Cameron's preference for compromise with big government did not originate with Cameron. The Thatcher and the Reagan revolutions were both founded on such a compromise, and this is one of the main reasons that the U.K. now faces a staggering deficit and the United States a paralyzing one. However you define the common nature of British and American governance (i.e., representative government in the English common law tradition), in both countries there is a self-described small-government party that is clearly in favor of big government (and I believe Cameron's definition of "frontline public services" includes National Health).

This creates a utilitarian problem. California's example argues that if you come into office promising more efficient government that will deliver the same level of service, you will leave office with a much larger government. Even a government purged of waste fraud and abuse will continue to grow itself.

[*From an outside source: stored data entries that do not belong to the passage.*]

Issue #2587, opened 2026-02-23
[v5.0.0-alpha0] - KotlinAudio.QueuedAudioPlayer.load() fn does not clear queue in else branch -> it is causing other funcs to be buggy (for example TrackPlayer. getActiveTrack())


czekFREE:
I fixed it this way (FYI):

    override fun load(item: AudioItem) {
        if (queue.isEmpty()) {
            add(item)
        } else {
            val mediaSource = item.toMediaItem()

            exoPlayer.setMediaItem(mediaSource)

            queue.clear()
            queue.add(mediaSource)

            exoPlayer.seekTo(currentIndex, C.TIME_UNSET)
            exoPlayer.prepare()
        }
    }

lovegaoshi:
its not supposed to clear queue. load replaces the current media item.

jibeleck:
You are probably right, suggested bugfix is biased by my own implementation (I am using TrackPlayer as one item per queue player), replaceItem would be probably better solution for general audience.

dcvz:
We've just released **react-native-track-player v5.0.0** (https://www.npmjs.com/package/@rntp/player) — a near-complete rewrite on the New Architecture — and we're closing open issues and pull requests on the V4 codebase as part of the transition.

V5's internals diverge significantly from V4, so most reports and patches don't translate directly.

Thank you for your contributions to V4.

PR #2589, opened 2026-02-26
fix(android): sync Kotlin queue in QueuedAudioPlayer.load()

bitcrumb:
## Summary

In the `else` branch of `QueuedAudioPlayer.load()`, ExoPlayer's internal playlist was updated (via `addMediaItem` + `removeMediaItem`) but the Kotlin `queue` LinkedList was never updated to match. This caused `queue[currentIndex]` to always return the first-ever loaded item after switching tracks.

The immediate symptom: `updateMetadataForTrack(index, bundle)` reads the current track from `queue[index]`, then calls `replaceItem(index, track.toAudioItem())`. Because `queue[0]` still pointed to the original track, `replaceItem` would call `exoPlayer.replaceMediaItem` with the original stream URL — reverting playback to the first-ever loaded track within ~10 seconds of switching (the metadata refresh interval).

## Root cause

`load()` in the non-empty queue case bypasses `add()` and manipulates ExoPlayer directly, but forgot to mirror the change to the Kotlin `queue`:

```kotlin
// Before — queue[currentIndex] is never updated
} else {
    exoPlayer.addMediaItem(currentIndex + 1, item.toMediaItem())
    exoPlayer.removeMediaItem(currentIndex)
    exoPlayer.seekTo(currentIndex, C.TIME_UNSET)
    exoPlayer.prepare()
}
```

All properties that read from the queue (`currentItem`, `items`, `previousItems`, `nextItems`) and any caller that uses `queue[index]` directly (e.g. `replaceItem`) receive stale data after `load()`.

## Fix

Materialise the `MediaItem` once and assign it to `queue[currentIndex]` before passing it to ExoPlayer:

```kotlin
} else {
    val mediaItem = item.toMediaItem()
    // Keep the Kotlin queue in sync with ExoPlayer's internal queue.
    // Without this, queue[currentIndex] always returns the first-ever loaded item,
    // causing updateMetadataForTrack to call replaceItem() with a stale stream URL
    // every time metadata is refreshed.
    queue[currentIndex] = mediaItem
    exoPlayer.addMediaItem(currentIndex + 1, mediaItem)
    exoPlayer.removeMediaItem(currentIndex)
    exoPlayer.seekTo(currentIndex, C.TIME_UNSET)
    exoPlayer.prepare()
}
```

### DIFF
--- a/android/src/main/java/com/doublesymmetry/kotlinaudio/players/QueuedAudioPlayer.kt
+++ b/android/src/main/java/com/doublesymmetry/kotlinaudio/players/QueuedAudioPlayer.kt
@@ -91,7 +91,13 @@ class QueuedAudioPlayer(
         if (queue.isEmpty()) {
             add(item)
         } else {
-            exoPlayer.addMediaItem(currentIndex + 1, item.toMediaItem())
+            val mediaItem = item.toMediaItem()
+            // Keep the Kotlin queue in sync with ExoPlayer's internal queue.
+            // Without this, queue[0] always returns the first-ever loaded station,
+            // causing updateMetadataForTrack to replace the current stream URL with
+            // the original station's URL every time metadata is refreshed.
+            queue[currentIndex] = mediaItem
+            exoPlayer.addMediaItem(currentIndex + 1, mediaItem)
             exoPlayer.removeMediaItem(currentIndex)
             exoPlayer.seekTo(currentIndex, C.TIME_UNSET)
             exoPlayer.prepare()


bitcrumb:
## Question: could `replaceItem` be used here instead?

The existing `replaceItem` method already handles keeping both the Kotlin queue and ExoPlayer in sync as a single atomic operation:

```kotlin
fun replaceItem(index: Int, item: AudioItem) {
    val mediaItem = item.toMediaItem()
    queue[index] = mediaItem
    exoPlayer.replaceMediaItem(index, mediaItem)
}
```

Which would simplify `load()` to:

```kotlin
override fun load(item: AudioItem) {
    if (queue.isEmpty()) {
        add(item)
    } else {
        replaceItem(currentIndex, item)
        exoPlayer.seekTo(currentIndex, C.TIME_UNSET)
        exoPlayer.prepare()
    }
}
```

The main difference is that the current implementation uses `addMediaItem` + `removeMediaItem` (two separate operations) whereas `replaceItem` uses `exoPlayer.replaceMediaItem` (a single atomic operation). Was the add/remove approach chosen intentionally — for example, to ensure a specific transition behaviour with live streams or to avoid a stream restart that `replaceMediaItem` might trigger? If not, delegating to `replaceItem` would eliminate the risk of this sync bug recurring.

bitcrumb:
Just noticed that this issue is talking about the same thing: https://github.com/doublesymmetry/react-native-track-player/issues/2587

dcvz:

Issue #2605, opened 2026-03-21
Android notification remote controls (next/prev/jump) not working on some older devices in react-native-track-player@5.0.0-alpha0 (play/pause works)


solomonmulatu:
Hi! I’m seeing a consistency problem on Android where the notification/lock-screen media controls are shown, but only play/pause works reliably. Next / Previous (and jump forward/backward / seek actions when present) do not respond on older Android devices.

### Environment
react-native-track-player: 5.0.0-alpha0
React Native: 0.81.5
Expo: ~54.0.33 (Dev Client / native build)
New Architecture: enabled (reanimated requires it)
Device-Huawei Android Version-8.1.0
Device-Realme Android Version-11

### What works
Notification media button: Play
Notification media button: Pause

### What does NOT work
On the notification / lock-screen player:
Next does nothing (no track change)
Previous does nothing
Jump forward/backward (e.g. +15s/-15s) does nothing (when buttons exist)
In some cases, the UI button visually presses but playback doesn’t change

https://github.com/user-attachments/assets/90e92e9c-3253-434b-ba10-a8a7cb166b4b

vladvlasov256:
The root cause is in `MusicService.onStartCommand()`:

```kotlin
if (!commandStarted) {
    commandStarted = true
    super.onStartCommand(intent, flags, startId)
}
```

After the first call, super.onStartCommand is never called again. This means Media3 never processes `CUSTOM_NOTIFICATION_ACTION` intents for next/previous/jump, so `onCustomCommand` is never reached.

Play/pause still work because they go through `onMediaButtonEvent` and the `ForwardingPlayer` overrides, not through `onCustomCommand`.

Fix: always forward to super:
```
override fun onStartCommand(intent: Intent?, flags: Int, startId: Int): Int {
    onStartCommandIntentValid = intent != null
    if (Build.VERSION.SDK_INT < Build.VERSION_CODES.TIRAMISU) {
        onMediaKeyEvent(intent)
    }
    super.onStartCommand(intent, flags, startId)
    return START_STICKY
}
```

Tested on Vivo, Android 12.

lovegaoshi:
plz post the relevant android logcat on what intent emits in onStartCommand.

solomonmulatu:
@vladvlasov256  thanks  a lot now it is working.

brianlenz:
Thanks, @vladvlasov256, for the fix here! I have opened a PR with the fix: #2616

[...]

PR #2616, opened 2026-03-29
fix(android): ensure next/previous/jump notification actions work after first command (#2605)

brianlenz:


dcvz:

Issue #2617, opened 2026-03-29
[Android] App restarts headless after being killed when using StopPlaybackAndRemoveNotification, causing side effects


brianlenz:
**Describe the Bug**
When `AppKilledPlaybackBehavior.StopPlaybackAndRemoveNotification` is configured, killing the app from recents causes React Native to restart in headless mode unexpectedly. This produces side effects that can break the app (e.g. re-initializing state, re-running playback service logic) despite the intent being to fully stop playback and remove the notification.

The root cause is that `onStartCommand` returns `START_STICKY` regardless of the configured `AppKilledPlaybackBehavior`. When `StopPlaybackAndRemoveNotification` triggers `exitProcess(0)`, Android sees the service die and restarts it due to `START_STICKY`, which boots React Native headlessly. This has caused many issues in Android in our app that is using the RNTP 5.0 alpha. We currently have a yarn patch with a workaround in place, so I wanted to submit a PR to make it available to the community.

**Steps To Reproduce**
1. Configure `AppKilledPlaybackBehavior.StopPlaybackAndRemoveNotification` in `updateOptions`
2. Start playing audio
3. Kill the app from the recents screen
4. Observe that React Native restarts in headless mode and any side effects in your playback service fire unexpectedly. In the case of our app, there has been a lot of inconsistent state as the result of the headless behavior (Amplify sign in state issues primarily).

The issue is intermittent and has manifested itself in many ways through bug reports from our users.

**Code To Reproduce**
```
TrackPlayer.updateOptions({
  android: {
    appKilledPlaybackBehavior: AppKilledPlaybackBehavior.StopPlaybackAndRemoveNotification,
  },
  // ...
});
```

**Replicable on Example App?**
Likely yes, by adding `AppKilledPlaybackBehavior.StopPlaybackAndRemoveNotification` to the options in the example app and observing the process lifecycle after killing the app.

**Environment Info:**
*(paste `npx react-native info` output here)*
`react-native-track-player` version: `5.0.0-alpha0`

**How I can Help**
[...]

PR #2618, opened 2026-03-29
fix(android): prevent headless restart when stop-playback-and-remove-notification is set (#2617)

brianlenz:
return START_NOT_STICKY when AppKilledPlaybackBehavior is StopPlaybackAndRemoveNotification to prevent Android from restarting the service after exitProcess(0). return START_STICKY for ContinuePlayback and PausePlayback to allow background playback to persist.

### DIFF
--- a/android/src/main/java/com/doublesymmetry/trackplayer/service/MusicService.kt
+++ b/android/src/main/java/com/doublesymmetry/trackplayer/service/MusicService.kt
@@ -175,7 +175,11 @@ class MusicService : HeadlessJsMediaService() {
             commandStarted = true
             super.onStartCommand(intent, flags, startId)
         }
-        return START_STICKY
+        return if (appKilledPlaybackBehavior == AppKilledPlaybackBehavior.STOP_PLAYBACK_AND_REMOVE_NOTIFICATION) {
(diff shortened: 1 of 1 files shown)


brianlenz:
@dcvz I'm not 100% sure this is a correct solution. In our app, I have a custom patch that forces onStartCommand to always return `START_NOT_STICKY` since we use `STOP_PLAYBACK_AND_REMOVE_NOTIFICATION`. The challenge here is how to make the return value work generically for any consumer of the app (for all `AppKilledPlaybackBehavior` options).

I also question whether the defaults are established correctly. `MusicService` defaults to:
```
private var appKilledPlaybackBehavior =
        AppKilledPlaybackBehavior.STOP_PLAYBACK_AND_REMOVE_NOTIFICATION
```
But if/when you call `updateOptions()`, the default _changes_ to `CONTINUE_PLAYBACK`. Shouldn't those be the same?

Finally, I'm wondering if `onStartCommand` needs to be triggered whenever `updateOptions` is called. This would be the only way to get the return value updated to "match" the new `appKilledPlaybackBehavior`.

So, please consider this a work-in-progress 🙏 I'd love feedback here!

dcvz:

It also creates a problem of principle. The Guardian says, "Tories want prisons, schools, civil servants and hospitals to raise their game or risk losing results-based funding." Who wants the government to raise its game? To the extent that living under the U.S. government is still preferable to living under any other government, it's preferable for all those areas where the government is least efficient: that it is hard to make new laws, that the IRS does not make every possible effort to seize your money (unless you're the star of a classic libertarian film and they decide to make an example of you), that the courts have enough belief in the superstition of individual rights to tie up the will of the majority for years. These are conservative ideas, rooted in the fallen nature of the world, the non-perfectibility of human beings and the need to preserve free will as the precursor to true salvation.

So what does the conservative compromise with big government get you, except a promise of public savings that has never been fulfilled in history?

Also, is "raise your game" a British or American idiom? With even decent Americans talking about the "run-up" to this and the "spot on" nature of that, I can't tell anymore. Cheerio!